[What the task requires]
Work through the records that follow and return each line containing the word "consumers".

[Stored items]
-------------------------
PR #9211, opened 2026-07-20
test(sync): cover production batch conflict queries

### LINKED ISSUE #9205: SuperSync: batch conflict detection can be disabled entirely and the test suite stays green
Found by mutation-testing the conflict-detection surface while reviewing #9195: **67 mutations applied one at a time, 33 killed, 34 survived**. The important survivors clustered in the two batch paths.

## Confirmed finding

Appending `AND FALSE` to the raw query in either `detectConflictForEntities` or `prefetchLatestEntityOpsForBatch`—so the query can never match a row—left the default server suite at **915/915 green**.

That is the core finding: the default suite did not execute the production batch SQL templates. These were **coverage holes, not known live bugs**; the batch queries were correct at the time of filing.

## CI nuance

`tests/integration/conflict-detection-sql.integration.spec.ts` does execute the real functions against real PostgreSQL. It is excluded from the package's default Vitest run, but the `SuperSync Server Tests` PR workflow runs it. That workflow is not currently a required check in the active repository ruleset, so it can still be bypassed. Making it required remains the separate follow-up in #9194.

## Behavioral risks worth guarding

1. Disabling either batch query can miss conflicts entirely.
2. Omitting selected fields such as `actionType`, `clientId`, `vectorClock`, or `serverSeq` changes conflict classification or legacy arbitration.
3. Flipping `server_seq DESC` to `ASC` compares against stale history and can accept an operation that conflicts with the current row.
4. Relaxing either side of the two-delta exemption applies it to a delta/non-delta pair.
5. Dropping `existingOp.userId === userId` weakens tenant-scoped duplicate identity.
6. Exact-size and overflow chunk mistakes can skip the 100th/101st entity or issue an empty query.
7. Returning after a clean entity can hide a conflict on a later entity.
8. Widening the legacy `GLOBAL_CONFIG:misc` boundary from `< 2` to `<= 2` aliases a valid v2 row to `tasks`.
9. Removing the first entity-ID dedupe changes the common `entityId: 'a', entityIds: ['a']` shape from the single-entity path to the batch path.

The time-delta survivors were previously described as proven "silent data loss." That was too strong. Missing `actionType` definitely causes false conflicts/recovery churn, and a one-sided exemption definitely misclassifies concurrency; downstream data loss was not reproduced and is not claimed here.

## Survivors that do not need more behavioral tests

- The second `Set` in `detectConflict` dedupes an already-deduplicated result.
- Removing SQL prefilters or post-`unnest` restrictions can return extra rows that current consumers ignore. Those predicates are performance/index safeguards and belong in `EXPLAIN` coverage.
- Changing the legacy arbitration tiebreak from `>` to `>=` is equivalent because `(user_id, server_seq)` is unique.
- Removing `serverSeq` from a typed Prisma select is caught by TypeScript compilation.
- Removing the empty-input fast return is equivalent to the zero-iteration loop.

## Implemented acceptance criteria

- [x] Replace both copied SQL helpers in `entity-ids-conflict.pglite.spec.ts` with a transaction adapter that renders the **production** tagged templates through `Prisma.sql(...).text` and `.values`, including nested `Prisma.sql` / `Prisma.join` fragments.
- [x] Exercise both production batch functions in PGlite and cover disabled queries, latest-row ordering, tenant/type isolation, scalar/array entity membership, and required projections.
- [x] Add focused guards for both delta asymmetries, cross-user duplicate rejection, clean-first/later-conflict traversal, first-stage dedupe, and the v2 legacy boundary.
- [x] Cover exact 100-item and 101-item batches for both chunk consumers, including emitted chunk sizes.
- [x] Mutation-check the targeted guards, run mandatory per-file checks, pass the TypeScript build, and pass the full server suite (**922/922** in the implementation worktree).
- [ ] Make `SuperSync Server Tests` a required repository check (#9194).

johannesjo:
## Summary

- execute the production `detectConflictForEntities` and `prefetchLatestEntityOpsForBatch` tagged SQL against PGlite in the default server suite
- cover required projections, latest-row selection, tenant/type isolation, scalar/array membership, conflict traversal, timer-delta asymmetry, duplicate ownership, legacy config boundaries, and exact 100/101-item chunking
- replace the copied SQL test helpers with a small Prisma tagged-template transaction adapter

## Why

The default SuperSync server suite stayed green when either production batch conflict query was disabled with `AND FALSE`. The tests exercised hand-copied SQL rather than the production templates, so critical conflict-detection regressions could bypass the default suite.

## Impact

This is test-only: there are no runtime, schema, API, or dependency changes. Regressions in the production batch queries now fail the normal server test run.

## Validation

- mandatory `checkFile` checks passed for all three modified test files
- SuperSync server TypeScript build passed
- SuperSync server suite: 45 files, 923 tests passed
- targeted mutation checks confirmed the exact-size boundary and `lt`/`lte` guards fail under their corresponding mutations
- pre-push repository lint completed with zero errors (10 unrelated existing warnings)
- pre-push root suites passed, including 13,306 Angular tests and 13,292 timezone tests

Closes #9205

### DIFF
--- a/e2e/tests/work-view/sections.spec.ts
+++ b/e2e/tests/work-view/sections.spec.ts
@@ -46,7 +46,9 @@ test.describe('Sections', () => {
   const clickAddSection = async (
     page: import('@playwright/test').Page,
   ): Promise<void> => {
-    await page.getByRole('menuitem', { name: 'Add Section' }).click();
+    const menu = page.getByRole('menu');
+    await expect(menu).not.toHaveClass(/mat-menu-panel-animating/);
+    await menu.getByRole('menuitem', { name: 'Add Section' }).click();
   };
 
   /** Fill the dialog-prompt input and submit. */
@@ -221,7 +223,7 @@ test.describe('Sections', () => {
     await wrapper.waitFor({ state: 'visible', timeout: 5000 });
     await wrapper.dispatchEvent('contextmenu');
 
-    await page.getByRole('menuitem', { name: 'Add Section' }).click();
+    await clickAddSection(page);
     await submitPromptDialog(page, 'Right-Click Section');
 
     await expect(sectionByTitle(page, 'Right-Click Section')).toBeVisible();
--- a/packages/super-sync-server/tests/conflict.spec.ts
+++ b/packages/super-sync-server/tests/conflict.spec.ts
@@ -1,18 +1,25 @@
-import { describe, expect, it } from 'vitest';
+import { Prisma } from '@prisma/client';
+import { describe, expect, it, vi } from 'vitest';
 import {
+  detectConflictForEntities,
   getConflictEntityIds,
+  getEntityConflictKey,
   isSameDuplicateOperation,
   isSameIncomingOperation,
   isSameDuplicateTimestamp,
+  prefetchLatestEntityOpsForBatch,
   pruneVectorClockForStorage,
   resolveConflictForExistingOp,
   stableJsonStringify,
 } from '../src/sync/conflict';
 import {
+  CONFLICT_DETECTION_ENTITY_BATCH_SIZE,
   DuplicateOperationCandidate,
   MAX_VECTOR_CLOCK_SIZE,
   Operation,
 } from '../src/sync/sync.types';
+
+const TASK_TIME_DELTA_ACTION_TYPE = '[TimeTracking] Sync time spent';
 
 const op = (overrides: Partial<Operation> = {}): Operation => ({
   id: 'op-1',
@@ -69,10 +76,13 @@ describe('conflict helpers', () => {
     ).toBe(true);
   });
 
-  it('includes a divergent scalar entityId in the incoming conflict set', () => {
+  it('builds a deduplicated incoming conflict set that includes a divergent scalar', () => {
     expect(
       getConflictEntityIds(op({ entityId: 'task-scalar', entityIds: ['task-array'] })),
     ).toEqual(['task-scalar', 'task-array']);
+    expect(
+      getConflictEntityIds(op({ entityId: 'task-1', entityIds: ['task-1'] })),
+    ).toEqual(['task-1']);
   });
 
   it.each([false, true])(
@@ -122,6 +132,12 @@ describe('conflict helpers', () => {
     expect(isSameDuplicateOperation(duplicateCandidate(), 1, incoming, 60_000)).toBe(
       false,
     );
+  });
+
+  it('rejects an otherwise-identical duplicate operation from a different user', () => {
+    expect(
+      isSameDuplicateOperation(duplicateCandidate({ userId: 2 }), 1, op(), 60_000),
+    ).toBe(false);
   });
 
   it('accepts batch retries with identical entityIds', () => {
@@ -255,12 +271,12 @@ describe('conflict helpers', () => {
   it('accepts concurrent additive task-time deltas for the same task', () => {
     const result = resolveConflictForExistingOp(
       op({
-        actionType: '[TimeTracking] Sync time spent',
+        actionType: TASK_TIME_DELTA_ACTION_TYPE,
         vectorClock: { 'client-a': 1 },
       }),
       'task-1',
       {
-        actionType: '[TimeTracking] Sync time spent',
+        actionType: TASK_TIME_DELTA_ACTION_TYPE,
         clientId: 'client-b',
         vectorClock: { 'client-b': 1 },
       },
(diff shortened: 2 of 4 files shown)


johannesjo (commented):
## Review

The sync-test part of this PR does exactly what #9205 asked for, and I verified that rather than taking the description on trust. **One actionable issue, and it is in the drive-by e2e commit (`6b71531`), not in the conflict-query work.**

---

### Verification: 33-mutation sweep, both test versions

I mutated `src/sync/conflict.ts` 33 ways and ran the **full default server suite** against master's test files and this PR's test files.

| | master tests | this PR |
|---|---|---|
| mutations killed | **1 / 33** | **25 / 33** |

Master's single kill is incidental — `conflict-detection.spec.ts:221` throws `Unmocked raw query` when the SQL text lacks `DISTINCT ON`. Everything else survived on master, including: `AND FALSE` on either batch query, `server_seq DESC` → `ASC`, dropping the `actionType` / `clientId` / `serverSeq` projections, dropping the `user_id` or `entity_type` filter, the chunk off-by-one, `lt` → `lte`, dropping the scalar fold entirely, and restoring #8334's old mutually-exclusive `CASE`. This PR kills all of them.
-------------------------
[Solution to this task]
- Removing SQL prefilters or post-`unnest` restrictions can return extra rows that current consumers ignore. Those predicates are performance/index safeguards and belong in `EXPLAIN` coverage.
- [x] Cover exact 100-item and 101-item batches for both chunk consumers, including emitted chunk sizes.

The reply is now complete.